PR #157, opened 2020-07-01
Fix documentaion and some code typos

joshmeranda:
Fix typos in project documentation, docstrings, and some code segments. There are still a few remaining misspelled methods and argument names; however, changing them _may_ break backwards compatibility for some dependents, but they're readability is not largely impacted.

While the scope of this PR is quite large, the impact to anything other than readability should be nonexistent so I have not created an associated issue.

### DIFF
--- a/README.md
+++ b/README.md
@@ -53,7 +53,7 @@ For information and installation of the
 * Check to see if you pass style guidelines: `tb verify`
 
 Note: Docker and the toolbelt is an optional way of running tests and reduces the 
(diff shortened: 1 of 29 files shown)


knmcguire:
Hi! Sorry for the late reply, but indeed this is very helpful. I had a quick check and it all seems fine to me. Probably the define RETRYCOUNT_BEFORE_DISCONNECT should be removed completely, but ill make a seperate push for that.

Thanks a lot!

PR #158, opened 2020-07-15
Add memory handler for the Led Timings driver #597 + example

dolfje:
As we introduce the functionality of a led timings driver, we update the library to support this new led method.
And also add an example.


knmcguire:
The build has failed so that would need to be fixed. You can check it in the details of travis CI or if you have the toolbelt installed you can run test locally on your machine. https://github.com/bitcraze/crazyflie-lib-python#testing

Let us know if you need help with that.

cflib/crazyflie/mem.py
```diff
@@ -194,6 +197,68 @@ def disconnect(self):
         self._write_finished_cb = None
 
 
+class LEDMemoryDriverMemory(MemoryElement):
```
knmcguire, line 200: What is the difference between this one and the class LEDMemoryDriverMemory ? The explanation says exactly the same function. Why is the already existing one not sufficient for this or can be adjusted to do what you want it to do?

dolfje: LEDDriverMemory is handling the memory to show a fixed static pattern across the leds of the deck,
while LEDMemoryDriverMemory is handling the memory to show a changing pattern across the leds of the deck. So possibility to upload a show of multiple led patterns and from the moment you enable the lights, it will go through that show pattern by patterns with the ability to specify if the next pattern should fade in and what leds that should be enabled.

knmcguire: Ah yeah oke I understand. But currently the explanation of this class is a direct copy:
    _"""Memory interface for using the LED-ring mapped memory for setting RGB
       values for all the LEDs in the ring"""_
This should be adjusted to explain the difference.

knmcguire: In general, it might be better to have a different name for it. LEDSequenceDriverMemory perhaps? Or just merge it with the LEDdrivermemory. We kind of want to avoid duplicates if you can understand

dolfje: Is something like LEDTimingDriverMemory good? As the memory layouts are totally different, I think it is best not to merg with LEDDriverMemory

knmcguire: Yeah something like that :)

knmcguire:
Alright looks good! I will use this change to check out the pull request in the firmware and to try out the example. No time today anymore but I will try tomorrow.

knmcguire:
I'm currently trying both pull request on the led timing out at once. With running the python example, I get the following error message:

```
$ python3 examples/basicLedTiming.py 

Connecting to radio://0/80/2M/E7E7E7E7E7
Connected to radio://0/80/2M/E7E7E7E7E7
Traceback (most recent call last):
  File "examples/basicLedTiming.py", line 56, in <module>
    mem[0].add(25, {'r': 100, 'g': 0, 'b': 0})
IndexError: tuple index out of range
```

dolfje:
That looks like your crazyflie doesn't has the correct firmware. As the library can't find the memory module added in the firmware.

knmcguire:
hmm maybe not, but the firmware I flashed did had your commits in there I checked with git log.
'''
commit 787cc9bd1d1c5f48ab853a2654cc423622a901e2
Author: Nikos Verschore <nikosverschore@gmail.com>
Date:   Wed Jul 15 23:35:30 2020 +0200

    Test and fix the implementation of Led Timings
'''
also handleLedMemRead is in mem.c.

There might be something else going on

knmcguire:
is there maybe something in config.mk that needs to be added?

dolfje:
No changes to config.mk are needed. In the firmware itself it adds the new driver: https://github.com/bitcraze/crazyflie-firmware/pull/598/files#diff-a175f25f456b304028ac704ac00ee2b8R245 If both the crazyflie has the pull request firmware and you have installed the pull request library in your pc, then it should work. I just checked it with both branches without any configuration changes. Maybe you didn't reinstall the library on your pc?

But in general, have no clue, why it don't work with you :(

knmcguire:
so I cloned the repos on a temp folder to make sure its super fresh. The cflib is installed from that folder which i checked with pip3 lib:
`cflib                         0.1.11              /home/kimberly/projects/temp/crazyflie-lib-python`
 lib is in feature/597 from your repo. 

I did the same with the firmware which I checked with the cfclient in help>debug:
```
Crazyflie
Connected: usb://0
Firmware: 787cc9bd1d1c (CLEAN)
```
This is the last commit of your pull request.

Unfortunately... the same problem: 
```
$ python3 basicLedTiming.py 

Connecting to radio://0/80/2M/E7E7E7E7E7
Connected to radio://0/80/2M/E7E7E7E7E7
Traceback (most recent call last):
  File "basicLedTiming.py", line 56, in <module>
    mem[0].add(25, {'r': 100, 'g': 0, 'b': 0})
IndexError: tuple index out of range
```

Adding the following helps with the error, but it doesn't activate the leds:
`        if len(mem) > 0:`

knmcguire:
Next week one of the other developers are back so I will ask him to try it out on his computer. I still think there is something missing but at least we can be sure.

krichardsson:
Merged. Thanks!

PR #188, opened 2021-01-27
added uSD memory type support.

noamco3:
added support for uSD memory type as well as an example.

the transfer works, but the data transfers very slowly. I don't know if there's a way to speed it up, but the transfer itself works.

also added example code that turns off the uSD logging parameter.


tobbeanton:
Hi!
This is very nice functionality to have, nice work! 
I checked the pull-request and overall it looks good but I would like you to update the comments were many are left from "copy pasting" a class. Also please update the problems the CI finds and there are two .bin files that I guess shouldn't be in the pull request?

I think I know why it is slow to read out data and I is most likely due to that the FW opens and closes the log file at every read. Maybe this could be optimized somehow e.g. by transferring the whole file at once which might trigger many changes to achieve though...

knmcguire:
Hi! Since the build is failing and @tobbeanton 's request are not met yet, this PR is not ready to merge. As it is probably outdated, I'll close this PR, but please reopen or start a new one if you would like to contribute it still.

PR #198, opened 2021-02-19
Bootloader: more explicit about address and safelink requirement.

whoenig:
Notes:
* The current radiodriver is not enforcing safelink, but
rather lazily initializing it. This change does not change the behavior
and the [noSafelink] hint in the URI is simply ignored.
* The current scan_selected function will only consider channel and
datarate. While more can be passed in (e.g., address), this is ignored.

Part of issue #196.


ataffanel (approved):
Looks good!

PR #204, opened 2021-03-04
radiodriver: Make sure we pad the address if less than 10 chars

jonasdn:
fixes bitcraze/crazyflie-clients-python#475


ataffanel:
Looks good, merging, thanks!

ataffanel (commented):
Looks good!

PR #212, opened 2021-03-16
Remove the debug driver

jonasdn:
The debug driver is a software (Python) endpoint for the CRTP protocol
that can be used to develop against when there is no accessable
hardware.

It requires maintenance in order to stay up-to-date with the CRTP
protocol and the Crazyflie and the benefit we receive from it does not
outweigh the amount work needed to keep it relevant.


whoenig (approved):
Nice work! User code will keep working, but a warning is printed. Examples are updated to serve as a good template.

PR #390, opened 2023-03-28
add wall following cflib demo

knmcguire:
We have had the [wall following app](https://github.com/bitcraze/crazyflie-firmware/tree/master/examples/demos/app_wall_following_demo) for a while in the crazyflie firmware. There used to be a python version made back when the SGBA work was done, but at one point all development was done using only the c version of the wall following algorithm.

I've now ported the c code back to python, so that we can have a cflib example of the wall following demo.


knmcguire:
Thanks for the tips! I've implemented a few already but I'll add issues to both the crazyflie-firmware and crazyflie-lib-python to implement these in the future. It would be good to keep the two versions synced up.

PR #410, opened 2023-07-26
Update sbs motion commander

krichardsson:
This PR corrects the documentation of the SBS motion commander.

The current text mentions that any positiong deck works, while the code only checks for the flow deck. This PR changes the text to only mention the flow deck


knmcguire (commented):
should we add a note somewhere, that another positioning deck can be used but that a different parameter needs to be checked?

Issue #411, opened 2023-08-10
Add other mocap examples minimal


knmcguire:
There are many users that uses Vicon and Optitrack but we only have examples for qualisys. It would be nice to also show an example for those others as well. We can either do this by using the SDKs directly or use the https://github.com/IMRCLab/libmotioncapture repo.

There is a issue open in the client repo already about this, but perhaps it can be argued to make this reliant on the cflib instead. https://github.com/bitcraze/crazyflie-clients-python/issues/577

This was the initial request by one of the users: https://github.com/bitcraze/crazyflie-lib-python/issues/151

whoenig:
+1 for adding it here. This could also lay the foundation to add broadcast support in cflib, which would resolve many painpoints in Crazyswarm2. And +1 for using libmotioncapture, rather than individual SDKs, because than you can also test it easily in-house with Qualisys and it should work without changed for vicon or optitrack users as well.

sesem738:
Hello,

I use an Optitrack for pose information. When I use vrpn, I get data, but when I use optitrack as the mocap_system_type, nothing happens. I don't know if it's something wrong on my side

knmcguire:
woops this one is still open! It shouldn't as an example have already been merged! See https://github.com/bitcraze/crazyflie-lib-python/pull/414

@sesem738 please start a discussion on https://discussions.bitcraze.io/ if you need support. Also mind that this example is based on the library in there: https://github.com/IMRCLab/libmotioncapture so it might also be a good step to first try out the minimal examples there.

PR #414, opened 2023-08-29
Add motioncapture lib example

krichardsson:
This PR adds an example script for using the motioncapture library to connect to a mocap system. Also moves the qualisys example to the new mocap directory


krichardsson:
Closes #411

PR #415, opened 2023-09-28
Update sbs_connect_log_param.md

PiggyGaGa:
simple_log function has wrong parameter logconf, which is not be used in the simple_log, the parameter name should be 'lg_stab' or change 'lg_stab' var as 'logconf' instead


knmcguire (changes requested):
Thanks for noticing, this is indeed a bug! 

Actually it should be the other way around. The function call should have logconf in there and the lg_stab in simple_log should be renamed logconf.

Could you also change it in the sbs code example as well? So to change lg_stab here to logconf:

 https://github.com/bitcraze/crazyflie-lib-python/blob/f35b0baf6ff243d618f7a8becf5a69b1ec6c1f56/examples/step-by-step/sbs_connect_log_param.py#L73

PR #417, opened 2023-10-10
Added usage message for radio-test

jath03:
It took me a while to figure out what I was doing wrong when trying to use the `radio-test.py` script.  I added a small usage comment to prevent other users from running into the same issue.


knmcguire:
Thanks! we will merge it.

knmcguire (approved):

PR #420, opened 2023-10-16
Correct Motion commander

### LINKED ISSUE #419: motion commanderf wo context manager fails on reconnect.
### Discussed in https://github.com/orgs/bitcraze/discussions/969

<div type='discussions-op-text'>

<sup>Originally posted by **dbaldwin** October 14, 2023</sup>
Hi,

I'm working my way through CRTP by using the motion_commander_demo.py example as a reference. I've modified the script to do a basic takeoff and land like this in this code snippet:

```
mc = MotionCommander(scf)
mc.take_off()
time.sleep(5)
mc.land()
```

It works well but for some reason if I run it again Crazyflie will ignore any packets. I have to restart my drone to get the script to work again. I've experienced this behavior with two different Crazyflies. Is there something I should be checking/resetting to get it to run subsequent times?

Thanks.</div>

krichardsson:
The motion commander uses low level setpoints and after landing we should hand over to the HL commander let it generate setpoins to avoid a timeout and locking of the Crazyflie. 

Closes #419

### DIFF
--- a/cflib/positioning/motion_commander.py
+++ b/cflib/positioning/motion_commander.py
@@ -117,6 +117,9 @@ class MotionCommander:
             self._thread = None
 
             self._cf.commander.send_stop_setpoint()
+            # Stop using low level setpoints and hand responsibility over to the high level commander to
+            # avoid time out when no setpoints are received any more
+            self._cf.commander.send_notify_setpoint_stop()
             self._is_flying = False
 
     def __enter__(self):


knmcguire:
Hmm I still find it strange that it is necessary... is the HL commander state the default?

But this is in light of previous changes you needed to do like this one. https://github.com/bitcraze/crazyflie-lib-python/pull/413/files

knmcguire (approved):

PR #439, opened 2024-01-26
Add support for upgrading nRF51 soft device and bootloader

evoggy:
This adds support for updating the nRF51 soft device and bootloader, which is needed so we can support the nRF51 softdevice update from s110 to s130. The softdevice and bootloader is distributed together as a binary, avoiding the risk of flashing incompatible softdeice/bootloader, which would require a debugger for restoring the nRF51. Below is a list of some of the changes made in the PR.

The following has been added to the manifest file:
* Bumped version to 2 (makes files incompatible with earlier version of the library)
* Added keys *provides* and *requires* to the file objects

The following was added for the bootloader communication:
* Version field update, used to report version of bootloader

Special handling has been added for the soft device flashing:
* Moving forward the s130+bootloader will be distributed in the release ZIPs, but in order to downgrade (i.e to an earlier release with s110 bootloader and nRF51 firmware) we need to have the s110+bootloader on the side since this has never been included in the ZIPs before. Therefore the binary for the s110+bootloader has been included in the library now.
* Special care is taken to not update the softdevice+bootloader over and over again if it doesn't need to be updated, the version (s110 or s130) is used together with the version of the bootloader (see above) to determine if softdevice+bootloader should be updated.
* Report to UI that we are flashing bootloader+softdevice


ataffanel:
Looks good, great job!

= = = =

▶ _Task instructions_
Lines from the beginning of the data above through the line containing "Fix typos in" are to be returned exactly, and no others.

▶ _Written response_
PR #157, opened 2020-07-01
Fix documentaion and some code typos

joshmeranda:
Fix typos in project documentation, docstrings, and some code segments. There are still a few remaining misspelled methods and argument names; however, changing them _may_ break backwards compatibility for some dependents, but they're readability is not largely impacted.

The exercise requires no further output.